Abortion in Film: 4 Months, 3 Weeks and 2 Days

To quote Gloria Feldt, “Media portrayals, real or fictional, don’t merely inform us — they form us.” In this series, I will be examining five films – classic, mainstream, independent, foreign, and pre-Roe – and five television shows – daytime soap, drama, pre-Roe, critically lauded, and teen-oriented – that address unexpected pregnancy, to examine how past portrayals can influence and reflect society’s view of abortion.

This is an intense movie. Not to mention terrifying and infuriating and impossible to turn off – a masterfully written, filmed, and acted chronicle of two young women’s attempt to obtain an illegal abortion in Romania, circa 1987. Otilia, a resourceful and unflappable college student, raises the money, secures the hotel room, and meets the abortionist who will terminate her roommate Gabita’s pregnancy. She’s the one making the arrangements because Gabita is on the edge of panic, essentially sleepwalking through the day until the abortionist comes to the hotel, at which point the movie takes an even darker turn. The dynamic between Otilia and Gabita, more than any other relationship in the film, is riveting and complicated, and a large part of what makes the movie so compelling. It’s no wonder that critics largely adored this 2007 release, which won that year’s Palme d’Or at the Cannes Film Festival.

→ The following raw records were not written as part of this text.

PR #1531, opened 2026-03-04
FIX: Write text files with utf-8 encoding instead of utf-8-sig

### LINKED ISSUE #1530: MNE-BIDS should not include a BOM when writing TSV files
From #1528 .. in #625 MNE-BIDS started writing text files with encoding `"utf-8-sig"`. However the BIDS spec only requires `'utf-8'` for tabular files:

Haha funny, so I initially didn't want to have a BOM but then we decided otherwise :)

I did a bit of digging online and it seems that NOT having the BOM is the "correct" way of doing things. And newer versions of Excel (at least in M365) read non-BOM'd TSV files correctly! In fact, a quick test shows actually that the situation has sort of **reversed!** – not having a BOM is BETTER for Excel, at least when reading TSVs, as can be seen here:

```python
# test.py
#
# /// script
# requires-python = ">=3.14"
# dependencies = [
#     "pandas>=3.0.1",
# ]
# ///
import pandas as pd

data = pd.DataFrame.from_dict({
    "Foo": [1, 2, 3],
    "Bar": [4, 5, 6],
    "Baz": [7, 8, 9]
})

data.to_csv("data.tsv", index=False, encoding="utf-8", sep="\t")
data.to_csv("data-bom.tsv", index=False, encoding="utf-8-sig", sep="\t")
```
Run via:
```
uv run test.py
```

No BOM – loads correctly upon a double-click on the file:
image

With BOM – does not load correctly:
image

So I would say we drop the BOM. How to handle this potentially breaking change (then again, who would really be affected?) – I leave up to @sappelhoff to decide 😃

_Originally posted by @hoechenberger in https://github.com/mne-tools/mne-bids/pull/1528#discussion_r2879179427_

scott-huberty:
Fixes #1530 cc @sappelhoff @hoechenberger 

~~Hope you don't mind that I added 2 new constants to `config.py`. I think this makes the code intent clearer and will make updating these encodings easier in the future.~~


hoechenberger (commented):
Hi, great so far!

Except for JSON reading: we should NOT support reading JSON with a BOM, as this simply isn't valid JSON. We should fail hard in this case.

As for the changelog update: I would think that the only relevant change for users is TSV writing. I would be specific about this and omit that other text files are affected as well. But this is just my personal view

scott-huberty:
> Except for JSON reading: we should NOT support reading JSON with a BOM, as this simply isn't valid JSON. We should fail hard in this case.

OK! addressed in [a2f71e2](https://github.com/mne-tools/mne-bids/pull/1531/commits/a2f71e2c77762068b79fe4751a2658a3c804bb1b) . I expanded my two encoding constants into a little class, now that we have different encoding rules for TSV vs JSON I/O. For me this feels like a clean approach but If folks think it is overkill feel free to let me know.

mne_bids/dig.py
```diff
@@ -178,7 +178,7 @@ def _handle_coordsystem_reading(coordsystem_fpath, datatype):
     Handle reading the coordinate frame and coordinate unit
     of each electrode.
     """
-    with _open_lock(coordsystem_fpath, encoding="utf-8-sig") as fin:
+    with _open_lock(coordsystem_fpath, encoding="utf-8") as fin:
```
scott-huberty, line 181: @hoechenberger and I discussed always reading JSON files with utf-8 encoding (because `'utf-8-sig'` is not permitted for JSON per the JSON spec). 

I could not find any evidence that MNE-BIDS ever wrote JSON with `utf-8-sig`, but the fact that we previously used `"utf-8-sig"` to read JSON files here makes me a little nervous that maybe at some point we wrote this coordsystem.json as utf-8-sig

mne_bids/path.py
```diff
@@ -1493,7 +1493,8 @@ def _print_lines_with_entry(file, entry, folder, is_tsv, line_numbers, outfile):
         prints to the console, else a string is printed to.
     """
     entry_lines = list()
-    with _open_lock(file, encoding="utf-8-sig") as fid:
+    encoding = _detect_file_encoding(file)
+    with _open_lock(file, encoding=encoding) as fid:
```
scott-huberty, line 1497: It appears that this line was missed by #1593 , maybe because that PR was strictly for TSV files and this function may be used on more file types (as suggested by the `is_tsv` param).

mne_bids/write.py
```diff
@@ -608,7 +614,8 @@ def _readme(datatype, fname):
     # observe a partially written file.
     with _open_lock(fname):
         if fname.is_file():
-            text = fname.read_text("utf-8-sig")
+            encoding = _detect_file_encoding(fname)
+            text = fname.read_text(encoding)
```
scott-huberty, line 618: Doesn't hurt to use `_detect_file_encoding` on README.{txt,md} files right?

drammock: should be fine

larsoner (approved):
Looks good to me, if nobody else asks to look @scott-huberty feel free to self-merge in a couple of days!

bruAristimunha (approved):
LGTM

What struck me most about 4 Months, though, was how much of Otilia and Gabita’s experience is still relevant today, in the U.S. True, women and providers do not risk jail time for having or performing an abortion – although depending on how Nebraska’s fetal pain fight plays out, or if Personhood USA prevails this election year, or some anti-choice politician decides that despite a physician’s best intentions, he unknowingly performed a so-called partial-birth abortion, we could find ourselves in a situation where abortion is punishable with jail time.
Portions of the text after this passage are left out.